Purity requirements and preparation technology of chip manufacturing gases

Technical description on chip manufacturing gas purity requirements and preparation technology

In the field of chip manufacturing, gas purity is a core factor that determines product quality and performance. From key processes such as lithography and etching to thin film deposition, trace impurities in the gas may cause chain reactions, leading to deviations in chip performance or even scrapping. The following specifications are given for gas purity requirements, preparation technology and quality assurance measures:

1. Core requirements for gas purity

1. common gas standard：
   • The purity of bulk gases such as nitrogen, hydrogen, oxygen, argon, and helium needs to reach more than 99.999999%(9N), and the content of impurities such as oxygen, water, and total hydrocarbons needs to be controlled within 1 ppb (one part per billion).
   • Special processes (such as processes below 14 nm) require the concentration of individual impurities to be less than 0.1ppb (i.e. 100 ppt), which is equivalent to the difficulty of finding a grain of salt in a standard football field.
2. Electronic special gas specification：
   • The purity of special gases such as doping gases (such as B2H6, PH3), etching gases (such as CF4, NF3), and deposition gases (such as SiH4, WF6) must reach 99.999%(5N) or more.
   • High-end processes (such as EUV lithography) require that the purity of the gas be increased to 99.9999%(6N), and the impurity concentration needs to be controlled at the ppt level (one part per trillion).

2. Impact and control of impurities

1. Key impurity types：
   • Metal impurities (such as Fe, Cu): Will change the electrical characteristics of semiconductors, resulting in increased leakage current.
   • Non-metallic impurities (such as O2, H2O): may cause oxidation reactions and destroy the uniformity of thin film deposition.
   • Particulate pollutants (>0.1μm): may cause short circuits or open circuits, directly affecting chip yield.
2. Purity assurance measures：
   • Adopt a multi-stage purification system to deeply remove impurities through adsorption, catalysis, air suction and other processes.
   • Equipped with online monitoring equipment to detect pressure, flow, dew point and particulate matter concentration in real time, and the data collection frequency is ≥1 time/second.

3. Core technology for gas preparation

1. Raw material purification process：
   • Adsorption method: Use molecular sieve, activated carbon and other adsorbents to remove impurities such as oxygen, water, and carbon monoxide, with a removal depth of 0.01ppbv.
   • Catalytic method: Catalyze the reaction of methane and oxygen at high temperature to produce carbon dioxide and water to achieve deep purification of nitrogen.
   • Glowing method: alloy materials are used to absorb impurities at high temperatures, mainly used for argon and helium purification and hydrogen recovery.
2. Precision synthesis technology：
   • For special gases such as silane (SiH4) and ammonia (NH3), the reaction conditions need to be accurately controlled through a chemical vapor deposition (CVD) process.
   • The accuracy of mixing gas needs to reach ppm (parts per million) or even ppb (parts per billion), just like the accuracy of mixing a drop of pigment in a swimming pool.
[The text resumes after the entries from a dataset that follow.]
Issue #1589, opened 2026-05-30
Garmin196.nas has intermittent issue saving parameters


rumpole6:
During power-up of the instrument garmin196.  The script garmin196.nas produces runtime errors when saving parameters. Because it is intermittent, I don't have the exact message.

rumpole6:
I'd like to work on this issue, please assign it to me.

wlbragg:
@rumpole6 Absolutely, thank you for the help. I can review any work and merge it when ready. It's been long needed, I am aware of some of these error or warning, we've been getting them for a long time. It has never really been a priority, but it needs investigating and fixed. I don't know how deep you're planning on digging. But currently the 172 has its own local version.  I don't recall why we originally went that way. I am not opposed to using the fgdata version if we can insure we don't lose anything or have to worry about future changes we have no control over.

rumpole6:
Lets use this issue to fix the saving parameters bug. I will open a new issue to investigate whether switching to the generic version.

rumpole6:
@wlbragg  I notice that there is no .clang-format file for this repository.  Do we want to run clang-format anyway? what about pre-commit? The  process seems slightly different here.  Also, should the SPDX headers be added?

wlbragg:
No, I don't think we need change the existing workflow. Every repo I have been a part of has been around for a long time and we haven't felt the need. Can you give me any examples as to why we need any of the items you're asking about? I had to look them up as I never worked in any serious business environment that used these things. I'm for simple VS complicated. We don't have a lot of contribution going on and from what I read, I don't see the need, but I am far from an experienced user or moderator.
Typically you just make an issue (#1589), make a local branch that matches your issue, like Branch-#1589 (this is not mandatory, but helps keep everything in sync). When you have something ready for review, submit that branch in the form of PR (pull request), we like a different person than the originator to review and help test and then when ready, someone that has commit authority commits it. There is one other thing that helps, when you make the merge request, at the top of the comments in the request  you type the wording Fixes #1589 and it will automatically close the corresponding issue when merged.

PR #1591, opened 2026-06-16
Fixing issue # 1589

rumpole6:
Intermittently in nasal, if you are completely removing a branch node on the property tree and the node you are removing is already not there, nasal will fail silently causing other strange errors. This is if you use prop.remove(). The actual method to use for a branch node is prop.removeChild() which always works regardless of the status of the branch node.

On branch topic/#1589

### DIFF
--- a/Models/Interior/Panel/Instruments/garmin196/garmin196.nas
+++ b/Models/Interior/Panel/Instruments/garmin196/garmin196.nas
@@ -224,7 +224,10 @@ var load_parameters = func{
 setlistener("/sim/signals/fdm-initialized",load_parameters);
 
 var save_parameters = func{
-    props.globals.getNode("/instrumentation/garmin196/save").remove();
+
+    var save_branch = props.globals.getNode("/instruments/garmin196");
+    if (save_branch != nil )save_branch.removeChild("save");
+
 
     ##preparation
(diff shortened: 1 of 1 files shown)


wlbragg:
Can you give me a test example that causes the garmin error that I can test to see that this actually eliminates the error? In other words, do you know what triggers the error specifically? Does it have something to do with viewing or adding the Garmin and then removing it that triggers the error. Then after this patch, that no longer happens? I'm going to try to test that and force an error condition so I can see it this patch eliminates that error from ever happening. Or, are you just assuming this is the cause? It may very well be, I would just like to verify this by a controlled trigger.

wlbragg:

4. System integration and quality control

1. Gas supply system design：
   • It adopts a full-process independently controllable special gas system, covering gas sources, purification devices, pipeline networks and leak detection components.
   • The pipe is made of 316L stainless steel, the inner wall roughness is ≤0.4μm, and the weld is subjected to electrolytic polishing.
2. quality inspection system：
   • Regularly conduct high-precision tests such as gas chromatography and ICP-MS (Inductively Coupled Plasma Mass Spectrometry) to ensure that the impurity content meets the standard.
   • Implement annual pipeline pressure test and leak detection. When the leak rate exceeds 5%, pipe network maintenance is required.

V. Technological innovation trends

1. New purification technology：
   • Develop advanced processes such as membrane separation and cryogenic rectification to increase gas recovery rates to more than 95%.
   • Develop an intelligent purification system to automatically adjust the adsorbent regeneration cycle through AI algorithms and reduce energy consumption by 20%-30%.
2. Green preparation direction：
   • Promote closed-loop gas supply systems to realize the recycling of special gas and reduce emissions by more than 30%.
   • Use clean energy such as hydrogen energy to drive purification equipment to reduce carbon emission intensity.

It is recommended that chip manufacturing companies establish a gas quality traceability system and implement full life cycle management for each batch of gas. For continuous operation systems, an intelligent monitoring platform can be configured to collect purity, pressure, flow and other parameters in real time, predict equipment status through data analysis, and achieve preventive maintenance. At the same time, it is recommended to conduct pipe network leakage testing every quarter and entrust a third-party testing agency to issue a full quality report every year to ensure the continuous and stable operation of the system.